Class UnicodeDecompressor

  • All Implemented Interfaces:
    SCSU

    public final class UnicodeDecompressor
    extends java.lang.Object
    implements SCSU
    A decompression engine implementing the Standard Compression Scheme for Unicode (SCSU) as outlined in Unicode Technical Report #6.

    USAGE

    The static methods on UnicodeDecompressor may be used in a straightforward manner to decompress simple strings:

      byte [] compressed = ... ; // get compressed bytes from somewhere
      String result = UnicodeDecompressor.decompress(compressed);
     

    The static methods have a fairly large memory footprint.

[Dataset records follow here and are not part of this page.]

PR #1171, opened 2024-01-30
Add known trash discharges

Aznkad:
This convention proposal originated from this replay : https://hanab.live/replay/1103041#55. We were arguing on whether or not this move was an UTD or not, and @tulioz on the discord told us that it indeed was an UTD.
However I find this very unclear since the reasoning Kernel has to do in order to blind play his slot 3 is clearly different from the one needed during a classical UTD.
Thus I find it best to present it as a new move called "known trash discharge". Feel free to present things in another way, however if @tulioz is right and the move in the replay _is_ a discharge, then I think it really should be explained somewhere in the doc.


Stuurrm (changes requested):
It could be more compact if instead of adding a new convention a meantion of hits would be added to the "The Unknown Trash Discharge (2-for-1 Form) (UTD)" section. These kind of clues are very common but I guess there isn't an explicit mention of it.

Zamiell:
i agree with stuurm, please make that change

Aznkad:
I have some questions:
- What do you mean by "mention of it in the UTD (2-for-1)" ? should I remove the example ? as well as the mention of signal shifting ?
- Why is it a UTD n-for-1 ? In the example I give, if the red 1 does not exist this is not a UTD, and if i understand correctly a UTD n-for-1 is a UTD which touches more than 1 card

Aznkad:
Sorry to ping again, but did you see my comment?

Zamiell:
> should I remove the example ?
you can put the example in the 2-for-1 seciton

>  as well as the mention of signal shifting ?
yes remove that

> Why is it a UTD n-for-1 ?
because its not different enough to warrant having a different name

Aznkad:
Should be changed!

Zamiell:
you can review my edits

Aznkad:
I agree with your changes, thanks for merging

PR #1172, opened 2024-01-31
Clarify discard order for UDD and consequence for shout discard order

kesslermaximilian:
This replaces #1154. See the discussion on that PR for the reasoning behind this.


Zamiell:
thanks

PR #1180, opened 2024-02-22
Double ignitions

gw12346:
The current wording of double ignitions suggests that Alice can perform a DI that gets Cathy's and Donald's finesse positions even when Bob has nothing to play.


Zamiell:
see my edits

Issue #1168, opened 2019-06-03
MockEngine does not merge HTTP request headers


uzzu:
### Ktor Version
1.2.1

### Ktor Engine Used(client or server and name)
MockEngine

### JVM Version, Operating System and Relevant Context
1.8, MacOSX 10.14.4

### Feedback

Since using 1.2.1 (from 1.1.2), my project's unit test become failed.
Wrote a unit test into MockEngineTests.kt and it reproduced.

```kotlin
    @Test
    fun testRequestContentType() = testBlocking {
        var actualContentType: String? = null
        val client = HttpClient(MockEngine { request ->
            actualContentType = request.headers[HttpHeaders.ContentType]
            respondOk("${request.url}")
        })

        val formDataContent = FormDataContent(Parameters.build { append("myKey", "myValue") })
        client.post<String> {
            url("http://127.0.0.1/formdata-content")
            body = formDataContent
        }

        assertEquals(actualContentType, formDataContent.contentType.toString())
    }
```

Would be better to merge HTTP request headers like other HTTPClient engines.

uzzu:
I'm trying to make this PR.

uzzu:
https://github.com/ktorio/ktor/pull/1169 is ready for review :)

PR #1169, opened 2019-06-03
Fix MockEngine request header merging

uzzu:
Addresses: #1168


e5l:
Hi @uzzu, the headers merge depends on the engine. Mock engine is used for testing, probably we shouldn't merge the headers inside.

PR #1172, opened 2019-06-03
Add a way to make daemon thread pool on jvm

### LINKED ISSUE #1170: [client] Provide a way to make jvm dispatcher is daemon
### Ktor Version
1.2.1

CIO client

Currently all jvm client engines extend HttpClientJvmEngine, which uses fixed thread pool with non-daemon threads. I want my jvm terminates by self when all my stuff done, but if I create any client it creates thread pool and block jvm from terminating.

https://github.com/ktorio/ktor/blob/e0525a274d2c9958778fb649df39d59c44341b2b/ktor-client/ktor-client-core/jvm/src/io/ktor/client/engine/HttpClientJvmEngine.kt#L18

I'm not sure if it should be a switch in a engine config or just make it as default, but it would be very useful.

Similar was reported in #543, but for server engines.

Prototik:
Closes #1170 

Need comments about keeping binary compatibility caused by extracting `threadsCount` from common sources (as it uses only on jvm it makes sense).

### DIFF
--- a/ktor-client/ktor-client-android/jvm/src/io/ktor/client/engine/android/AndroidEngineConfig.kt
+++ b/ktor-client/ktor-client-android/jvm/src/io/ktor/client/engine/android/AndroidEngineConfig.kt
@@ -12,7 +12,7 @@ import javax.net.ssl.*
 /**
  * Configuration for [Android] client engine.
  */
-class AndroidEngineConfig : HttpClientEngineConfig() {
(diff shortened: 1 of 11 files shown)


e5l:
Hi @Prototik, thanks for the PR.
The client dispatcher should be daemon by default and no option needed here.

It will be fixed in next minor release.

For finer-grained control over memory usage, UnicodeDecompressor offers more powerful APIs allowing iterative decompression:

      // Decompress an array "bytes" of length "len" using a buffer of 512 chars
      // to the Writer "out"
    
      UnicodeDecompressor myDecompressor         = new UnicodeDecompressor();
      final static int    BUFSIZE                = 512;
      char []             charBuffer             = new char [ BUFSIZE ];
      int                 charsWritten           = 0;
      int []              bytesRead              = new int [1];
      int                 totalBytesDecompressed = 0;
      int                 totalCharsWritten      = 0;
    
      do {
        // do the decompression
        charsWritten = myDecompressor.decompress(bytes, totalBytesDecompressed, 
                                                 len, bytesRead,
                                                 charBuffer, 0, BUFSIZE);
    
        // do something with the current set of chars
        out.write(charBuffer, 0, charsWritten);
    
        // update the no. of bytes decompressed
        totalBytesDecompressed += bytesRead[0];
    
        // update the no. of chars written
        totalCharsWritten += charsWritten;
    
      } while(totalBytesDecompressed < len);
    
      myDecompressor.reset(); // reuse decompressor
     

    Decompression is performed according to the standard set forth in Unicode Technical Report #6

    See Also:
    UnicodeCompressor
    • Field Detail

      • fCurrentWindow

        private int fCurrentWindow
        Alias to current dynamic window
      • fOffsets

        private int[] fOffsets
        Dynamic compression window offsets
      • fMode

        private int fMode
        Current compression mode
      • fBuffer

        private byte[] fBuffer
        Internal buffer for saving state
      • fBufferLength

        private int fBufferLength
        Number of characters in our internal buffer
    • Constructor Detail

      • UnicodeDecompressor

        public UnicodeDecompressor()
        Create a UnicodeDecompressor. Sets all windows to their default values.
        See Also:
        reset()
    • Method Detail

      • decompress

        public static java.lang.String decompress​(byte[] buffer)
        Decompress a byte array into a String.
        Parameters:
        buffer - The byte array to decompress.
        Returns:
        A String containing the decompressed characters.
        See Also:
        decompress(byte [], int, int)
      • decompress

        public static char[] decompress​(byte[] buffer,
                                        int start,
                                        int limit)
        Decompress a byte array into a Unicode character array.
        Parameters:
        buffer - The byte array to decompress.
        start - The start of the byte run to decompress.
        limit - The limit of the byte run to decompress.
        Returns:
        A character array containing the decompressed bytes.
        See Also:
        decompress(byte [])
      • decompress

        public int decompress​(byte[] byteBuffer,
                              int byteBufferStart,
                              int byteBufferLimit,
                              int[] bytesRead,
                              char[] charBuffer,
                              int charBufferStart,
                              int charBufferLimit)
        Decompress a byte array into a Unicode character array. This function will either completely fill the output buffer, or consume the entire input.
        Parameters:
        byteBuffer - The byte buffer to decompress.
        byteBufferStart - The start of the byte run to decompress.
        byteBufferLimit - The limit of the byte run to decompress.
        bytesRead - A one-element array. If not null, on return the number of bytes read from byteBuffer.
        charBuffer - A buffer to receive the decompressed data. This buffer must be at minimum two characters in size.
        charBufferStart - The starting offset to which to write decompressed data.
        charBufferLimit - The limiting offset for writing decompressed data.
        Returns:
        The number of Unicode characters written to charBuffer.
      • reset

        public void reset()
        Reset the decompressor to its initial state.